If your pup is still teething -timing is a variable you must consider to "tape correctly".


----------



## Saphire (Apr 1, 2005)

Aren't you making friends quickly....that kind of attitude here will not get you much help or advice.


----------



## Raven bauer (Feb 7, 2013)

Saphire said:


> Aren't you making friends quickly....that kind of attitude here will not get you much help or advice.


 
Attitude??

I asked a very simple question and an uneducated comment was made that has absolutely nothing to do with my original question.

Did I ask whether or not I should tape or not?

Was I asked how old the dog is or if he is still teething?

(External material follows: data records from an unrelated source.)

PR #1518, opened 2025-04-22
remove game dependency in mixer lib

riknoll:
should have fixed this a while ago... percent chance is defined in libs/game so it's not usable in mixer. works fine in arcade since game is already added to the project.


riknoll:
ah wait, there is one more...

PR #1538, opened 2025-04-25
update github actions

eanders-ms:


srietkerk (approved):
I don't fully understand why and where the `fromJSON` is needed, and I'm not super familiar with our workflows, but this looks clean to me!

Have I taken all of this in consideration already maybe?


----------



## Raven bauer (Feb 7, 2013)

Mrs.P said:


> You're welcome.
> 
> If your pup is still teething -timing is a variable you must consider to "tape correctly".


Please re-read my original post. I did not ask whether or not I should be taping or not. I also did not ask about the timing.

My question is and was very simple: Did I tape correctly?


----------



## trcy (Mar 1, 2013)

maybe you should do a search of the internet for your question. I have no idea why anyone would do that to their dog, but instead of insulting people here do a google search.....


----------



## Mrs.P (Nov 19, 2012)

Based on your signature your pup was born 1/20 4 months just shy of 5 months? -looks young as well. 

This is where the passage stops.